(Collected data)
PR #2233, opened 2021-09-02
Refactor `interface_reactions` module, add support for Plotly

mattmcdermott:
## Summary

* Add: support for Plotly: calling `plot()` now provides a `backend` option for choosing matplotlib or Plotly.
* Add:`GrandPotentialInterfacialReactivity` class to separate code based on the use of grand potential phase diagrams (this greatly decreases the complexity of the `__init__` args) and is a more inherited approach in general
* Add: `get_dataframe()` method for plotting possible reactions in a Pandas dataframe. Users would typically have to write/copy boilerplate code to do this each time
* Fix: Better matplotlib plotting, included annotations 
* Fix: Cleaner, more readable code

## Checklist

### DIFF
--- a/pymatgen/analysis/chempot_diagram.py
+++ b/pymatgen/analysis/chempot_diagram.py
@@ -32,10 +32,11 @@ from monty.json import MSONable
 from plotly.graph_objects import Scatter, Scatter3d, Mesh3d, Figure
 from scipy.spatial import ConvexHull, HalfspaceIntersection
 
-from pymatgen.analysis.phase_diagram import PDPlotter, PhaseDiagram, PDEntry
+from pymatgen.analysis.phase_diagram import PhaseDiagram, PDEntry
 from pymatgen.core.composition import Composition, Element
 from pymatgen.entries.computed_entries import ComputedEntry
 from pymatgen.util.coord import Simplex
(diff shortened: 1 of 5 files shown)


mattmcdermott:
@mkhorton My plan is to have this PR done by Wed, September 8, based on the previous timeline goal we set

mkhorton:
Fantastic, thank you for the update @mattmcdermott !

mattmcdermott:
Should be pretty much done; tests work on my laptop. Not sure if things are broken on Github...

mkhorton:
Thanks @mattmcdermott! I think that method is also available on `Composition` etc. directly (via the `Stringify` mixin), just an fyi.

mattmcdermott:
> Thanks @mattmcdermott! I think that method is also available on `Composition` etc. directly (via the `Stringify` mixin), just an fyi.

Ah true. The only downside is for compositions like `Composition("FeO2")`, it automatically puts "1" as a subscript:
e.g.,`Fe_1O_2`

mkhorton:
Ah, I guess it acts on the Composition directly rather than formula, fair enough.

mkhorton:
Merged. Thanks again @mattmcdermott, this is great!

**What this task involves:** An exact copy of all the entries above is what is needed.

**Result of the exercise:**
PR #2233, opened 2021-09-02
Refactor `interface_reactions` module, add support for Plotly

mattmcdermott:
## Summary

* Add: support for Plotly: calling `plot()` now provides a `backend` option for choosing matplotlib or Plotly.
* Add:`GrandPotentialInterfacialReactivity` class to separate code based on the use of grand potential phase diagrams (this greatly decreases the complexity of the `__init__` args) and is a more inherited approach in general
* Add: `get_dataframe()` method for plotting possible reactions in a Pandas dataframe. Users would typically have to write/copy boilerplate code to do this each time
* Fix: Better matplotlib plotting, included annotations 
* Fix: Cleaner, more readable code

## Checklist

### DIFF
--- a/pymatgen/analysis/chempot_diagram.py
+++ b/pymatgen/analysis/chempot_diagram.py
@@ -32,10 +32,11 @@ from monty.json import MSONable
 from plotly.graph_objects import Scatter, Scatter3d, Mesh3d, Figure
 from scipy.spatial import ConvexHull, HalfspaceIntersection
 
-from pymatgen.analysis.phase_diagram import PDPlotter, PhaseDiagram, PDEntry
+from pymatgen.analysis.phase_diagram import PhaseDiagram, PDEntry
 from pymatgen.core.composition import Composition, Element
 from pymatgen.entries.computed_entries import ComputedEntry
 from pymatgen.util.coord import Simplex
(diff shortened: 1 of 5 files shown)


mattmcdermott:
@mkhorton My plan is to have this PR done by Wed, September 8, based on the previous timeline goal we set

mkhorton:
Fantastic, thank you for the update @mattmcdermott !

mattmcdermott:
Should be pretty much done; tests work on my laptop. Not sure if things are broken on Github...

mkhorton:
Thanks @mattmcdermott! I think that method is also available on `Composition` etc. directly (via the `Stringify` mixin), just an fyi.

mattmcdermott:
> Thanks @mattmcdermott! I think that method is also available on `Composition` etc. directly (via the `Stringify` mixin), just an fyi.

Ah true. The only downside is for compositions like `Composition("FeO2")`, it automatically puts "1" as a subscript:
e.g.,`Fe_1O_2`

mkhorton:
Ah, I guess it acts on the Composition directly rather than formula, fair enough.

mkhorton:
Merged. Thanks again @mattmcdermott, this is great!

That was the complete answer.